As described above, according to the first aspect of the present invention, there is provided a light source for irradiating a projection provided on a helmet with slit light, and an imaging means for imaging the projection irradiated with the slit light. By providing an image processing device for calculating the image signal from the imaging means and detecting the step position of the protrusion, the position of the helmet can be detected by the image processing method, and the following effects are obtained. . (1) The helmet processing process can be automated. (2) It can support helmets of all colors such as white, yellow, green, red, and blue.

According to the second aspect of the present invention, the shape of the projection attached to the helmet is band-shaped, and by irradiating the slit-shaped projection with two slit lights, the position of the helmet can be increased. , Inclination can be detected.

[Brief description of the drawings]

FIG. 1 is a diagram showing a configuration of a helmet position detecting device according to a first embodiment of the present invention.

FIG. 2 is a perspective view of a helmet having a projection as a mold.

FIG. 3 is a diagram illustrating an example of a positional relationship among a protrusion of a helmet, a light source, and an imaging unit.

FIG. 4 is a diagram showing an example of a captured image.

FIG. 5 is a diagram showing a measurement principle of image processing.

FIG. 6 is a diagram showing a configuration of a helmet position detecting device according to a second embodiment of the present invention.
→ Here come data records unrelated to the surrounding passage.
PR #3909, opened 2018-10-30
Nested Virtualization of Staging Env in CI

### LINKED ISSUE #3702: Switch CircleCI staging environment to GCE + libvirt VMs
## Description

Our staging environment is currently directly provisioned to Xen-based VMs running on AWS, due to the lack of support for nested virtualization. That means we can't use the `grsecurity` kernel, and the environment differs from our locally run staging VMs in other ways. Moreover, we can't add support for new tests such as upgrade testing (#1689). 

We've previously considered workarounds (see #2892), but we now have established that we can use GCE's nested-virtualization capabilities (see #3452). The next logical step will be to switch the staging environment spun up by CircleCI to GCE running our libvirt-based staging VMs.

## User Stories

As a developer, I want CI results to reflect the preferred staging environment as much as possible, so that bugs and errors are caught early in development.

msheiny:
## Status

Ready for review

## Description of Changes

Fixes #3702 

* Drops AWS staging logic
* Introduces GCE staging logic
* Now with :100: more GRSEC tests (previously there were none)

## Testing

To replicate CI env locally:

* Get access to Google service account credentials (talk to @msheiny :heart_eyes: )
* export that service account as an environment variable called `GOOGLE_CREDENTIALS`
* source ci env file (`. devops/gce-nested/ci-env.sh`)
* Start the environment (`devops/gce-nested/gce-start.sh`)
* Start the test (`devops/gce-nested/gce-runner.sh`)
* Kill the test (`devops/gce-nested/gce-stop.sh`)

1 GRSEC tests is failing and has been `xfail`ed. Making a new ticket to track fix for that. The problem is reproducible locally and existed before introduction of this PR.

## Deployment

Only affects CI


msheiny:
> Update those docs! https://docs.securedrop.org/en/release-0.10.0/development/testing_continuous_integration.html still talks about AWS and lack of grsec testing—no longer true!

I'll make those docs changes in a separate PR with a `docs-*` prefix. Iterating on the various nits that I'm sure will come up when updating documentation is really annoying to do when the feedback loop from the staging tests are so long. Or I'd be willing to start collab in something like etherpad first.

conorsch:
> I'll make those docs changes in a separate PR

A PR into this PR would work; that way we can skip the long-running staging logic, _and_ still make sure that the dev docs are accurate, since the CI changes and accompanying docs will land in develop together.

conorsch:
Rebased on top of 36cbb217dcd1941f2b509c58f354c3eb77073c7f (latest develop), to re-run CI, including changes in particular from #3913.

molecule/testinfra/staging/common/test_grsecurity.py
```diff
@@ -160,8 +143,7 @@ def test_apt_autoremove(Command):
     assert "The following packages will be REMOVED" not in c.stdout
 
 
-@pytest.mark.skipif(os.environ.get('FPF_GRSEC', 'true') == "false",
-                    reason="Need to skip in environment w/o grsec")
+@pytest.mark.xfail(strict=True)
```
heartsucker: Can you comment the reason for `xfail`-ing this instead of skipping? And if possible, can you narrow the scope of the `xfail` to the exception we expect to see?

conorsch:
Just noticing that we lost the "Don't run staging CI if branch begins with `docs-`" logic... if I find more issues like that, may punt to follow-up tickets in order to get this in.

conorsch:
Resolved the outstanding concerns, _except_ for: 

> `devops/jenkins/TorNightlyPipeline` will start to fail post merge if not updated; it still references the old AWS logic, as well

It's true the AWS references should not be there, but in order to resolve, we need override support on the GCE logic to provide custom vars. Probably a wrapper script is best; I'd prefer to observe the Jenkins failures (which are only shown internally, since they run on a nightly basis, and will _not_ break CI on PRs to this repo). @msheiny feel free to chime in here, but I suggest we merge as-is and follow-up on refining the Jenkins logic on the backend.

Waiting to approve until CI passes, since I made changes to the logic as part of final review.

msheiny:
>  If it's cleaner, happy to excise in this PR, if it's going to remain a dead codepath for a while.

I have another pending PR in infra to squash the job from jenkins (its still there but the trigger to run it is disabled so it never runs). I can pull an accompanying PR in SD to kill it but i'm fine if you want to purge it here instead.

.circleci/config.yml
```diff
@@ -113,75 +113,33 @@ jobs:
...
-          name: Installation pre-reqs
-          command: pip install -U -r securedrop/requirements/develop-requirements.txt
-
-      - run:
-          name: Check Python dependencies for CVEs
-          command: make safety
-
-      - run:
-          name: Run static security testing on source code
-          command: make bandit
```
redshiftzero: was removing these steps (static analysis and checking for CVEs) intentional? 

ok if not (I will add them again), just was attempting to make some unrelated CI changes over in `xenial-pgp-journalist` and noticed this

conorsch: No, that was _not_ intentional, @redshiftzero — my oversight during review. I'll open an issue to track the re-add, fine if it comes in via your Xenial-related CI changes.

FIG. 7 is a diagram showing a measurement principle of image processing.

FIG. 8 is a side view of a helmet and a jig showing positioning by a conventional manual operation.

FIG. 9 is a plan view of a helmet and a jig showing positioning by a conventional manual operation.

[Explanation of symbols]

 DESCRIPTION OF SYMBOLS 1, 1A Laser light source 2, 2A Imaging means 3 Image processing device 4 Jig 5 Helmet 6 Projection part 7 Camera part 8 Lens part 9, 9A Laser light (slit light) 10, 10A Bright line generated on inner surface of helmet 11, 11A Bright line in image 12, 12A Image 13, 13A Analog image signal 14, 14A Step

Claims (2)

[Claims] 1. A light source for irradiating a projection on a helmet with slit light, an imaging unit for capturing an image of the projection irradiated with the slit light, and an image signal from the imaging unit being arithmetically processed to generate the projection. A helmet position detecting device comprising an image processing device for detecting the position of the helmet. 2. The helmet according to claim 2, wherein the helmet has a strip-shaped projection, and the light source irradiates the strip-shaped projection with two slit lights. Helmet position detection device.